PR #34, opened 2020-06-30
Multiframe Conversion - JUST TO INFORM NOT FOR MERGE

afshinmessiah:
Dear Markus, 
I've developed a new extensible conversion engine for HighDicom based David Clunie's PixelMed. This piece of code will be our meeting's main topic on July 9th. 
Although it is not necessary, it would be wonderful if you take a look at the structure of the new conversion.   This [file](https://github.com/MGHComputationalPathology/highdicom/files/4854681/pkg01.pdf) also contains the UML class diagram of the new code to get a broader focus on it.

### DIFF
--- a/src/highdicom/legacy/sop.py
+++ b/src/highdicom/legacy/sop.py
@@ -11,7 +11,7 @@ from pydicom.tag import Tag
 from pydicom.dataelem import DataElement
 from pydicom.sequence import Sequence as DicomSequence
 from pydicom.multival import MultiValue
-from datetime import date, datetime, time
+from datetime import date, datetime, time, timedelta
 from pydicom.valuerep import DT, DA, TM
 from copy import deepcopy
 
@@ -309,17 +309,13 @@ def _convert_legacy_to_enhanced(
         except AttributeError:
             pass
 
-        # Cardiac Synchronization (U)
-        # TODO: http://dicom.nema.org/medical/dicom/current/output/chtml/part03/sect_C.7.6.16.2.html#sect_C.7.6.16.2.7  # noqa
+        # Cardiac Synchronization (U                # TODO: http:#dicom.nema.org/medical/dicom/current/output/chtml/part03/sect_C.7.6.16.2.html#sect_C.7.6.16.2.7  # noqa
 
-        # Contrast/Bolus Usage (U) - MR/CT only
-        # TODO: http://dicom.nema.org/medical/dicom/current/output/chtml/part03/sect_C.7.6.16.2.html#sect_C.7.6.16.2.12  # noqa
+        # Contrast/Bolus Usage (U) - MR/CT onl              # TODO: http:#dicom.nema.org/medical/dicom/current/output/chtml/part03/sect_C.7.6.16.2.html#sect_C.7.6.16.2.12  # noqa
 
-        # Respiratory Synchronization (U)
-        # TODO: http://dicom.nema.org/medical/dicom/current/output/chtml/part03/sect_C.7.6.16.2.html#sect_C.7.6.16.2.17  # noqa
+        # Respiratory Synchronization (U                # TODO: http:#dicom.nema.org/medical/dicom/current/output/chtml/part03/sect_C.7.6.16.2.html#sect_C.7.6.16.2.17  # noqa
 
-        # Real World Value Mapping (U) - PET only
-        # TODO: http://dicom.nema.org/medical/dicom/current/output/chtml/part03/sect_C.7.6.16.2.html#sect_C.7.6.16.2.11  # noqa
+        # Real World Value Mapping (U) - PET onl                # TODO: http:#dicom.nema.org/medical/dicom/current/output/chtml/part03/sect_C.7.6.16.2.html#sect_C.7.6.16.2.11  # noqa
 
         perframe_items.append(perframe_item)
 
@@ -646,6 +642,9 @@ class Abstract_MultiframeModuleAdder(ABC):
         self.EarliestDate = DA('00010101')
         self.EarliestTime = TM('000000')
         self.EarliestDateTime = DT('00010101000000')
+        self.FarthestFutureDate = DA('99991231')
+        self.FarthestFutureTime = TM('235959')
+        self.FarthestFutureDateTime = DT('99991231235959')
     def _is_empty_or_empty_items(self, attribute:DataElement)->bool:
         if attribute.is_empty:
             return True
@@ -657,7 +656,7 @@ class Abstract_MultiframeModuleAdder(ABC):
                     v = item[tg]
                     if not self._is_empty_or_empty_items(v):
                         return False
-        return True
+        return False
                    
     def _mark_tag_as_used(self, tg:Tag):
         if tg in self.SharedTags:
@@ -682,14 +681,14 @@ class Abstract_MultiframeModuleAdder(ABC):
         if src_kw_or_tg in src_ds:
             elem = src_ds[src_kw_or_tg]
             if check_not_to_be_empty:
-                if _is_empty_or_empty_items(elem):
+                if self._is_empty_or_empty_items(elem):
                     return 
             new_elem = deepcopy(elem)
             if dest_kw_or_tg == src_kw_or_tg:
                 dest_ds[dest_kw_or_tg] = new_elem
             else:
                 new_elem1 = DataElement(dest_kw_or_tg,
-                    dictionary_VR(dest_kw_or_tg), newelem.value)
+                    dictionary_VR(dest_kw_or_tg), new_elem.value)
                 dest_ds[dest_kw_or_tg] = new_elem1
             # now mark the attrib as used/done to keep track of every one of it
             self._mark_tag_as_used(src_kw_or_tg)
@@ -732,7 +731,9 @@ class Abstract_MultiframeModuleAdder(ABC):
 
         self._mark_tag_as_used(tg)
         return a
-    def _add_module(self, module_name: str, check_not_to_be_perframe=True):
+    def _add_module(self, module_name: str, excepted_attributes = []
+        , check_not_to_be_perframe=True
+        , check_not_to_be_empty=False):
         # sf_sop_instance_uid = sf_datasets[0]
         # mf_sop_instance_uid = LEGACY_ENHANCED_SOP_CLASS_UID_MAP[sf_sop_instance_uid]
         # iod_name = _SOP_CLASS_UID_IOD_KEY_MAP[mf_sop_instance_uid]
@@ -741,14 +742,17 @@ class Abstract_MultiframeModuleAdder(ABC):
         attribs = MODULE_ATTRIBUTE_MAP[module_name]
         ref_dataset = self.SingleFrameSet[0]
         for a in attribs:
+            if a in excepted_attributes:
+                continue
             if len(a['path']) == 0:
-                self._copy_attrib_if_present(ref_dataset, self.TargetDataset, a['keyword'],
-                                        check_not_to_be_perframe=check_not_to_be_perframe)
+                self._copy_attrib_if_present(ref_dataset, self.TargetDataset, a['keyword']
+                                        , check_not_to_be_perframe=check_not_to_be_perframe
+                                        , check_not_to_be_empty=check_not_to_be_empty)
 
     @abstractmethod
     def AddModule(self):
         pass
-class PixelImageModule(Abstract_MultiframeModuleAdder):
+class ImagePixelModule(Abstract_MultiframeModuleAdder):
     def __init__(self, sf_datasets:Sequence[Dataset]
     , excluded_from_perframe_tags:Sequence[Tag]
     , excluded_from_functional_tags:Sequence[Tag]
@@ -764,7 +768,107 @@ class PixelImageModule(Abstract_MultiframeModuleAdder):
             , multi_frame_output
         )
     def AddModule(self):
-        self._add_module('image-pixel', False) # don't check the perframe set
+        self._add_module('image-pixel',excepted_attributes=[], check_not_to_be_empty=False,
+        check_not_to_be_perframe=False) # don't check the perframe set
+class CompositeInstanceContex(Abstract_MultiframeModuleAdder):
+    def __init__(self, sf_datasets:Sequence[Dataset]
+    , excluded_from_perframe_tags:Sequence[Tag]
+    , excluded_from_functional_tags:Sequence[Tag]
+    , perframe_tags: Sequence[Tag]
+    , shared_tags: Sequence[Tag]
+    , multi_frame_output:Dataset=None):
+        super().__init__(
+            sf_datasets
+            , excluded_from_perframe_tags
+            , excluded_from_functional_tags
+            , perframe_tags
+            , shared_tags
+            , multi_frame_output
+        )
+        self._module_excepted_list = {
+         "patient" : []
+         , "clinical-trial-subject" : []
+         , "general-study" : 
+                [ 
+                        "RequestingService"
+                ]
+         , "patient-study" : 
+                [ 
+                        "ReasonForVisit"
+                        , "ReasonForVisitCodeSequence"
+                ]
+         , "clinical-trial-study" : []
+         , "general-series" : 
+                [ 
+                        "SmallestPixelValueInSeries"
+                        , "LargestPixelValueInSeries"
+                        , "PerformedProcedureStepEndDate"
+                        , "PerformedProcedureStepEndTime"
+                ]
+         , "clinical-trial-series" : []
+         , "general-equipment" : 
+                [ 
+                        "InstitutionalDepartmentTypeCodeSequence"
+                ]
+         , "frame-of-reference" : []
+         , "sop-common" : 
+                [ 
+                        "SpecificCharacterSet"
+                        , "EncryptedAttributesSequence"
+                        , "MACParametersSequence"
+                        , "DigitalSignaturesSequence"
+                ]
+         , "general-image" : 
+                [ 
+                        "ImageType"
+                        , "AcquisitionDate"
+                        , "AcquisitionDateTime"
+                        , "AcquisitionTime"
+                        , "AnatomicRegionSequence"
+                        , "PrimaryAnatomicStructureSequence"
+                        , "IrradiationEventUID"
+                        , "AcquisitionNumber"
+                        , "InstanceNumber"
+                        , "PatientOrientation"
+                        , "ImageLaterality"
+                        , "ImagesInAcquisition"
+                        , "ImageComments"
+                        , "QualityControlImage"
+                        , "BurnedInAnnotation"
+                        , "RecognizableVisualFeatures"
+                        , "LossyImageCompression"
+                        , "LossyImageCompressionRatio"
+                        , "LossyImageCompressionMethod"
+                        , "RealWorldValueMappingSequence"
+                        , "IconImageSequence"
+                        , "PresentationLUTShape"
+                ]
+         , "sr-document-general" : 
+                [ 
+                        "ContentDate"
+                        , "ContentTime"
+                        , "ReferencedInstanceSequence"
+                        , "InstanceNumber"
+                        , "VerifyingObserverSequence"
+                        , "AuthorObserverSequence"
+                        , "ParticipantSequence"
+                        , "CustodialOrganizationSequence"
+                        , "PredecessorDocumentsSequence"
+                        , "CurrentRequestedProcedureEvidenceSequence"
+                        , "PertinentOtherEvidenceSequence"
+                        , "CompletionFlag"
+                        , "CompletionFlagDescription"
+                        , "VerificationFlag"
+                        , "PreliminaryFlag"
+                        , "IdenticalDocumentsSequence"
+                ]
+}
+    def AddModule(self):
+        for module_name, excpeted_a in self._module_excepted_list.items():
+            self._add_module(module_name
+            , excepted_attributes = excpeted_a
+            , check_not_to_be_empty=False
+            , check_not_to_be_perframe=False) # don't check the perframe set
 class CommonCTMRPETImageDescriptionMacro(Abstract_MultiframeModuleAdder):
     def __init__(self, sf_datasets:Sequence[Dataset]
         , excluded_from_perframe_tags:Sequence[Tag]
@@ -783,7 +887,7 @@ class CommonCTMRPETImageDescriptionMacro(Abstract_MultiframeModuleAdder):
         )
         self.Modality = modality
     def _get_value_for_frame_type(self, attrib:DataElement):
-        if type(attrib) == DataElement:
+        if type(attrib) != DataElement:
             return None
         output = ['', '', '', '']
         v = attrib.value
@@ -793,41 +897,53 @@ class CommonCTMRPETImageDescriptionMacro(Abstract_MultiframeModuleAdder):
         output[2] = 'VOLUME' if l<3 else v[2]
         output[3] = 'NONE'
         return output
-
-    def _add_module_to_functional_group(self, src_fg:Dataset, dest_fg:Dataset):
+    def _get_frame_type_seq_tag(self)->int:
         seq_kw = '{}{}FrameTypeSequence'
         if self.Modality == 'PET':
             seq_kw = seq_kw.format(self.Modality, '')
         else:
             seq_kw = seq_kw.format(self.Modality, 'Image')
-        seq_tg = tag_for_keyword(seq_kw)
+        return tag_for_keyword(seq_kw)
+
+
+    def _add_module_to_functional_group(self, src_fg:Dataset, dest_fg:Dataset, level):
+        
         
         FrameType_a = src_fg['ImageType']
+        if level ==0:
+            FrameType_tg = tag_for_keyword('ImageType')
+        else:
+            FrameType_tg = tag_for_keyword('FrameType')
+
         new_val = self._get_value_for_frame_type(FrameType_a)
-        inner_item = Dataset()
-        FrameType_tg = tag_for_keyword('FrameType')
-        inner_item[FrameType_tg] = DataElement(FrameType_tg,
+        dest_fg[FrameType_tg] = DataElement(FrameType_tg,
             FrameType_a.VR, new_val)
-        dest_fg[seq_tg] = DataElement(seq_tg, dictionary_VR(seq_tg),
-            [inner_item]) 
+        element_generator = lambda kw, val:DataElement(tag_for_keyword(kw)
+            , dictionary_VR(tag_for_keyword(kw)), val)
+        dest_fg['PixelPresentation'] = element_generator('PixelPresentation', "MONOCHROME")
+        dest_fg['VolumetricProperties'] = element_generator('VolumetricProperties', "VOLUME")
+        dest_fg['VolumeBasedCalculationTechnique'] = element_generator('VolumeBasedCalculationTechnique', "NONE")
 
     def AddModule(self):
         im_type_tag = tag_for_keyword('ImageType')
         fm_type_tag = tag_for_keyword('FrameType')
+        
+        seq_tg=self._get_frame_type_seq_tag()
 
         if not im_type_tag in  self.PerFrameTags:
-            im_type_a = self.SingleFrameSet[0][im_type_tag]
-            new_val = self._get_value_for_frame_type(im_type_a)
-            self.TargetDataset[im_type_tag] = DataElement(im_type_tag,
-                im_type_a.VR, new_val)
+            self._add_module_to_functional_group(self.SingleFrameSet[0],self.TargetDataset,0) 
             #----------------------------
-            
             item = self._get_shared_item()
-            self._add_module_to_functional_group(self.SingleFrameSet[0],item) 
+            inner_item = Dataset()
+            self._add_module_to_functional_group(self.SingleFrameSet[0],inner_item,1) 
+            item[seq_tg] = DataElement(seq_tg, 'SQ', [inner_item])
         else:
             for i in range(0, len(self.SingleFrameSet)):
                 item = self._get_perframe_item(i)
-                self._add_module_to_functional_group(self.SingleFrameSet[i],item) 
+                inner_item = Dataset()
+                self._add_module_to_functional_group(self.SingleFrameSet[i],inner_item, 1) 
+                item[seq_tg] = DataElement(seq_tg, 'SQ', [inner_item])
+
                 
 class EnhancedCommonImageModule(Abstract_MultiframeModuleAdder):
     def __init__(self, sf_datasets:Sequence[Dataset]
@@ -928,6 +1044,82 @@ class EnhancedCTImageModule(Abstract_MultiframeModuleAdder):
     def AddModule(self):
         pass
         #David's code doesn't hold anything for this module ... should ask him
+class EnhancedPETImageModule(Abstract_MultiframeModuleAdder):
+    def __init__(self, sf_datasets:Sequence[Dataset]
+    , excluded_from_perframe_tags:Sequence[Tag]
+    , excluded_from_functional_tags:Sequence[Tag]
+    , perframe_tags: Sequence[Tag]
+    , shared_tags: Sequence[Tag]
+    , multi_frame_output:Dataset=None):
+        super().__init__(
+            sf_datasets
+            , excluded_from_perframe_tags
+            , excluded_from_functional_tags
+            , perframe_tags
+            , shared_tags
+            , multi_frame_output
+        )
+    def AddModule(self):
+        pass
+        #David's code doesn't hold anything for this module ... should ask him
+class EnhancedMRImageModule(Abstract_MultiframeModuleAdder):
+    def __init__(self, sf_datasets:Sequence[Dataset]
+    , excluded_from_perframe_tags:Sequence[Tag]
+    , excluded_from_functional_tags:Sequence[Tag]
+    , perframe_tags: Sequence[Tag]
+    , shared_tags: Sequence[Tag]
+    , multi_frame_output:Dataset=None):
+        super().__init__(
+            sf_datasets
+            , excluded_from_perframe_tags
+            , excluded_from_functional_tags
+            , perframe_tags
+            , shared_tags
+            , multi_frame_output
+        )
+  
+
+    def AddModule(self):
+        self._copy_attrib_if_present(self.SingleFrameSet[0]
+            , self.TargetDataset
+            , "ResonantNucleus"
+            , check_not_to_be_perframe = True 
+            , check_not_to_be_empty = True)
+            
+        if not 'ResonantNucleus' in self.TargetDataset:
+			# derive from ImagedNucleus, which is the one used in legacy MR IOD, 
+            # but does not have a standard list of defined terms ... (could check these :()
+            self._copy_attrib_if_present(self.SingleFrameSet[0]
+                , self.TargetDataset
+                , "ImagedNucleus"
+                , check_not_to_be_perframe = True 
+                , check_not_to_be_empty = True)
+
+        self._copy_attrib_if_present(self.SingleFrameSet[0]
+            , self.TargetDataset
+            , "KSpaceFiltering"
+            , check_not_to_be_perframe = True 
+            , check_not_to_be_empty = True)
+            
+        self._copy_attrib_if_present(self.SingleFrameSet[0]
+            , self.TargetDataset
+            , "MagneticFieldStrength"
+            , check_not_to_be_perframe = True 
+            , check_not_to_be_empty = True)
+            
+        self._copy_attrib_if_present(self.SingleFrameSet[0]
+            , self.TargetDataset
+            , "ApplicableSafetyStandardAgency"
+            , check_not_to_be_perframe = True 
+            , check_not_to_be_empty = True)
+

[AIM OF THE EXERCISE]:
Print the listing above from its first line through the line with "from pydicom.dataelem import DataElement", and stop there.

[SOLUTION FOR THIS PROBLEM]:
PR #34, opened 2020-06-30
Multiframe Conversion - JUST TO INFORM NOT FOR MERGE

afshinmessiah:
Dear Markus, 
I've developed a new extensible conversion engine for HighDicom based David Clunie's PixelMed. This piece of code will be our meeting's main topic on July 9th. 
Although it is not necessary, it would be wonderful if you take a look at the structure of the new conversion.   This [file](https://github.com/MGHComputationalPathology/highdicom/files/4854681/pkg01.pdf) also contains the UML class diagram of the new code to get a broader focus on it.

### DIFF
--- a/src/highdicom/legacy/sop.py
+++ b/src/highdicom/legacy/sop.py
@@ -11,7 +11,7 @@ from pydicom.tag import Tag
 from pydicom.dataelem import DataElement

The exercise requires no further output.